The Level 2 competition is the basis for most of the previous analysis material. In Level 2 the rovers must search the entire roving area for 10 samples and return them to the starting platform.
The analysis until now assumed the rovers would perform a systematic search of the roving area. To do this the location of each rover was needed with some precision to all the construction of a map of the area that was searched. The location of the rover when it collects a sample is also needed so the rover knows the direction to proceed to return to the starting platform.
The general analysis estimate that the rovers know their position to within 0.5 m and the bearing when driving straight to less that 1.0 degree. This may be difficult to achieve using only vision and it is uncertain that using an Inertial Measurement Unit (IMU) would be much better.
But is this really necessary?
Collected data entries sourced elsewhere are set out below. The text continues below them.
PR #2043, opened 2026-07-09
fix(device-plugin): avoid nil pointer panic in CheckHealth when checkHealth returns nil

Wangmin362:
**What type of PR is this?**

/kind bug

The NVIDIA device plugin crashes with a nil pointer panic in the health-check goroutine. `nvmlResourceManager.CheckHealth` calls `err.Error()` on the error returned by `checkHealth`, but `checkHealth` legitimately returns a nil error in several cases: health checks disabled via `DP_DISABLE_HEALTHCHECKS=all`, NVML init fails while `fail-on-init-error` is off, and the stop channel is closed on plugin shutdown/restart. In all three, `CheckHealth` does `nil.Error()` and panics. The goroutine is started from `Start()` with no recover, so the panic kills the whole device-plugin process.

Symptoms: setting `DP_DISABLE_HEALTHCHECKS=all` puts the plugin into CrashLoopBackOff; on SIGHUP / kubelet-socket recreation / the 30s restart, the intended in-process restart panics and the container restarts instead. This PR guards the nil error before dereferencing it.

NONE

Tested with a regression unit test that sets `DP_DISABLE_HEALTHCHECKS=all` and asserts `CheckHealth` returns without panicking — it fails on master with a nil pointer dereference and passes with the fix.

Also verified end to end on real hardware — a node with 2x NVIDIA GeForce GTX 1080 Ti, driver 550.144.03, Kubernetes v1.29. I built the plugin from master (before) and with the fix (after) and ran each in an isolated namespace under a separate resource name so it wouldn't disturb the production plugin:
- `DP_DISABLE_HEALTHCHECKS=all`: before -> CrashLoopBackOff, panic at `nvml_manager.go` in `CheckHealth`; after -> Running.
- SIGHUP to the running plugin: before -> `Received SIGHUP, restarting.` immediately followed by the panic and a container restart; after -> re-registers with kubelet, no panic, no restart.

This PR was written with AI assistance (analysis and drafting); the diagnosis, the fix, and the on-hardware testing were done and reviewed by me.

Yes — the NVIDIA device plugin no longer crashes with a nil pointer panic when health checks are disabled (`DP_DISABLE_HEALTHCHECKS`) or when the plugin restarts.

### DIFF
--- a/pkg/device-plugin/nvidiadevice/nvinternal/rm/health_checkhealth_test.go
+++ b/pkg/device-plugin/nvidiadevice/nvinternal/rm/health_checkhealth_test.go
@@ -1,0 +1,55 @@
+/*
+Copyright 2026 The HAMi Authors.
+
+Licensed under the Apache License, Version 2.0 (the "License");
+you may not use this file except in compliance with the License.
+You may obtain a copy of the License at
+
+    http://www.apache.org/licenses/LICENSE-2.0
+
+Unless required by applicable law or agreed to in writing, software
+distributed under the License is distributed on an "AS IS" BASIS,
+WITHOUT WARRANTIES OR CONDITIONS OF ANY KIND, either express or implied.
+See the License for the specific language governing permissions and
+limitations under the License.
+*/
+
+package rm
+
+import (
+	"fmt"
+	"testing"
+	"time"
+)
+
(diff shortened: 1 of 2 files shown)


archlitchi (approved):
/lgtm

We will take a look.
The easier case is returning to the starting platform after collecting a sample. The exact location of the rover is not needed. All the rover needs is the general bearing to the starting platform. Vision processing can guide the rover once it is in sight of the white band shell and / or the starting platform. There should be a recovery capability if the rover unexpectedly encounters the boundary fence or other unexpected landmark.
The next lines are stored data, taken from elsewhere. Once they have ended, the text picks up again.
PR #2045, opened 2026-07-09
fix(scheduler): treat an empty use/nouse gpuuuid annotation as no constraint

Wangmin362:
**What type of PR is this?**

/kind bug

`CheckUUID` splits the `use-gpuuuid` / `nouse-gpuuuid` annotation on `,` and keeps a device only if its id equals one of the parts. When the annotation is present but its value is empty, `strings.Split("", ",")` returns `[""]` and no real device id equals `""`, so an empty `nvidia.com/use-gpuuuid` (or the per-vendor equivalent, since all vendors share `CheckUUID`) makes every device fail the check and the node becomes unschedulable with `CardUuidMismatch`. This is easy to hit when the annotation value is templated and renders empty; an empty allow-list should mean "no constraint", not "match nothing".

This PR skips the check when the value is empty or whitespace. The `use` branch is the actual bug; the `nouse` branch gets the same guard only for symmetry (an empty exclude-list already excludes nothing, so its behaviour is unchanged).

NONE

Extended the existing `TestCheckUUID` with empty / whitespace-only `use-gpuuuid` and empty `nouse-gpuuuid` cases; the `use` cases fail on master (device filtered out) and pass with the fix.

Also verified end to end on real hardware — NVIDIA GeForce GTX 1080 Ti, driver 550.144.03, Kubernetes v1.29 — running the scheduler (master before / fixed after) as a separate scheduler with its own `schedulerName` in an isolated namespace:
- `nvidia.com/use-gpuuuid: ""`: before -> Pod stays Pending with `CardUuidMismatch`; after -> Pod is scheduled.
- No annotation (control): scheduled in both, confirming the empty annotation is the only difference.
- Regression check on the fixed build: a non-matching UUID still yields `CardUuidMismatch`, a matching UUID schedules — real UUID filtering is preserved.

This PR was written with AI assistance (analysis and drafting); the diagnosis, the fix, and the on-hardware testing were done and reviewed by me.

Yes — a pod with an empty `use-gpuuuid`/`nouse-gpuuuid` annotation is no longer wrongly rejected with `CardUuidMismatch`; an empty value is now treated as no constraint.

## Summary by CodeRabbit

* **Bug Fixes**
  * Empty or whitespace-only annotation values no longer unintentionally filter out devices.
  * UUID and device-type include/exclude logic now treats blank constraints as “no restriction” rather than enforcing or excluding based on empty strings.
* **Tests**
  * Expanded unit tests for UUID and device-type filtering edge cases, including new cases for empty and whitespace-only annotation values across supported device types.

### DIFF
--- a/pkg/device/nvidia/device.go
+++ b/pkg/device/nvidia/device.go
@@ -20,7 +20,6 @@ import (
 	"errors"
 	"flag"
 	"fmt"
-	"slices"
 	"strconv"
 	"strings"
 	"sync"
@@ -485,25 +484,7 @@ func resourcePresent(ctr *corev1.Container, name corev1.ResourceName) bool {
 }
 
 func checkGPUtype(annos map[string]string, cardtype string) bool {
-	cardtype = strings.ToUpper(cardtype)
-	// Empty value means "no constraint"; otherwise strings.Contains("") matches every type.
-	if inuse, ok := annos[GPUInUse]; ok && strings.TrimSpace(inuse) != "" {
-		useTypes := strings.Split(inuse, ",")
-		if !slices.ContainsFunc(useTypes, func(useType string) bool {
-			return strings.Contains(cardtype, strings.ToUpper(useType))
-		}) {
-			return false
-		}
-	}
-	if unuse, ok := annos[GPUNoUse]; ok && strings.TrimSpace(unuse) != "" {
-		unuseTypes := strings.Split(unuse, ",")
-		if slices.ContainsFunc(unuseTypes, func(unuseType string) bool {
-			return strings.Contains(cardtype, strings.ToUpper(unuseType))
-		}) {
-			return false
-		}
-	}
-	return true
+	return device.CheckType(annos, cardtype, GPUInUse, GPUNoUse)
 }
 
 func assertNuma(annos map[string]string) bool {
--- a/pkg/device/nvidia/device.go
+++ b/pkg/device/nvidia/device.go
@@ -486,7 +486,8 @@ func resourcePresent(ctr *corev1.Container, name corev1.ResourceName) bool {
 
 func checkGPUtype(annos map[string]string, cardtype string) bool {
 	cardtype = strings.ToUpper(cardtype)
-	if inuse, ok := annos[GPUInUse]; ok {
+	// Empty value means "no constraint"; otherwise strings.Contains("") matches every type.
+	if inuse, ok := annos[GPUInUse]; ok && strings.TrimSpace(inuse) != "" {
 		useTypes := strings.Split(inuse, ",")
 		if !slices.ContainsFunc(useTypes, func(useType string) bool {
 			return strings.Contains(cardtype, strings.ToUpper(useType))
@@ -494,7 +495,7 @@ func checkGPUtype(annos map[string]string, cardtype string) bool {
 			return false
 		}
 	}
-	if unuse, ok := annos[GPUNoUse]; ok {
+	if unuse, ok := annos[GPUNoUse]; ok && strings.TrimSpace(unuse) != "" {
 		unuseTypes := strings.Split(unuse, ",")
 		if slices.ContainsFunc(unuseTypes, func(unuseType string) bool {
 			return strings.Contains(cardtype, strings.ToUpper(unuseType))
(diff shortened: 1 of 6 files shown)


mesutoezdil:
checkGPUtype in pkg/device/nvidia/device.go has the same bug on the nouse-gputype branch, strings.Contains(cardtype, "") is always true so an empty nvidia.com/nouse-gputype annotation excludes every gpu type

mesutoezdil:
checkDCUtype in pkg/device/hygon/device.go has the same bug on the nouse-dcutype branch, strings.Contains(cardtype, "") is always true so an empty hygon.com/nouse-dcutype annotation excludes every dcu type

Wangmin362:
> checkDCUtype in pkg/device/hygon/device.go has the same bug on the nouse-dcutype branch, strings.Contains(cardtype, "") is always true so an empty hygon.com/nouse-dcutype annotation excludes every dcu type

Good catch — you're right. Fixed both nvidia (checkGPUtype) and hygon (checkDCUtype); the other vendors don't have this issue. Verified the nvidia path on a real GTX 1080 Ti (empty nouse-gputype now schedules; real type filtering preserved). Thanks!

pkg/device/nvidia/device.go
```diff
@@ -486,15 +486,16 @@ func resourcePresent(ctr *corev1.Container, name corev1.ResourceName) bool {
 
 func checkGPUtype(annos map[string]string, cardtype string) bool {
 	cardtype = strings.ToUpper(cardtype)
-	if inuse, ok := annos[GPUInUse]; ok {
+	// Empty value means "no constraint"; otherwise strings.Contains("") matches every type.
```
DSFans2014: I think it's better to extract a common function, similar to `CheckUUID`
https://github.com/Project-HAMi/HAMi/blob/d09c663651291d7d51b3854d5bf60ffcfb9654a8/pkg/device/devices.go#L676

Wangmin362: Good idea, done in da9254c — extracted a shared CheckType in devices.go (mirrors CheckUUID), both nvidia and hygon call it now. Tested on A100 + Hygon DCU.

DSFans2014 (commented):
/lgtm

mesutoezdil:
> > checkDCUtype in pkg/device/hygon/device.go has the same bug on the nouse-dcutype branch, strings.Contains(cardtype, "") is always true so an empty hygon.com/nouse-dcutype annotation excludes every dcu type
> 
> Good catch — you're right. Fixed both nvidia (checkGPUtype) and hygon (checkDCUtype); the other vendors don't have this issue. Verified the nvidia path on a real GTX 1080 Ti (empty nouse-gputype now schedules; real type filtering preserved). Thanks!

reminder for future: per the contribution guidelines (gate 6), replies in pr review threads must be written directly by the author, not generated by ai tools.

Wangmin362:
> > > checkDCUtype in pkg/device/hygon/device.go has the same bug on the nouse-dcutype branch, strings.Contains(cardtype, "") is always true so an empty hygon.com/nouse-dcutype annotation excludes every dcu type
> > 
> > 
> > Good catch — you're right. Fixed both nvidia (checkGPUtype) and hygon (checkDCUtype); the other vendors don't have this issue. Verified the nvidia path on a real GTX 1080 Ti (empty nouse-gputype now schedules; real type filtering preserved). Thanks!
> 
> reminder for future: per the contribution guidelines (gate 6), replies in pr review threads must be written directly by the author, not generated by ai tools.


It wasn't generated entirely by AI. I wrote it in Chinese first, then had the AI translate it into English and polish it up a bit. My English isn't very good.

mesutoezdil:
> > > > checkDCUtype in pkg/device/hygon/device.go has the same bug on the nouse-dcutype branch, strings.Contains(cardtype, "") is always true so an empty hygon.com/nouse-dcutype annotation excludes every dcu type
> > > 
> > > 
> > > Good catch — you're right. Fixed both nvidia (checkGPUtype) and hygon (checkDCUtype); the other vendors don't have this issue. Verified the nvidia path on a real GTX 1080 Ti (empty nouse-gputype now schedules; real type filtering preserved). Thanks!
> > 
> > 
> > reminder for future: per the contribution guidelines (gate 6), replies in pr review threads must be written directly by the author, not generated by ai tools.
> 
> It wasn't generated entirely by AI. I wrote it in Chinese first, then had the AI translate it into English and polish it up a bit. My English isn't very good.

no problem mate, it was just a reminder :) thanks for your works, you do all amazing, i like your prs :) always direct lgtm, all clear :) have a great day!

archlitchi (approved):
/lgtm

Knowing the exact location of the rover when it collects a sample is not really critical.
What about while searching? The driver here is to avoid searching areas that are already covered. The assumption is to use a systematic search and map the locations covered.
Are there alternatives?
The easiest, perhaps, is to allow a random search.
The original Search Analysis was based on a single rover performing the search and retrieval. How does that analysis change if we use the three rovers used in 2013?
Previously one hour was allowed for searching and one hour for the collection and return of samples to the platform. With 3 rovers the search could be completed in (60 minutes / 3) 20 minutes and, similarly, the samples would be returned in 20 minutes. The challenge could be completed in 40 minutes which is really interesting.
Just to be safe, lets assume 30 minutes to return samples because I suspect the return is not as simple as dividing by 3 but do not want to dive into the details. That leaves 90 minutes for each rover to search for samples. (Or the equivalent of 270 minutes of search for a single rover.)
Since we know a rover can search 22,000 m2 in 60 minutes, the three rovers can search (270 min / 60 min * 22,000 m2) 99,000 m2 which covers the roving area 4.5 times. That much redundancy may be sufficient to allow a random search.
Time to revisit a search simulation I did for 2013 and modify the behaviors to allow covering already searched areas.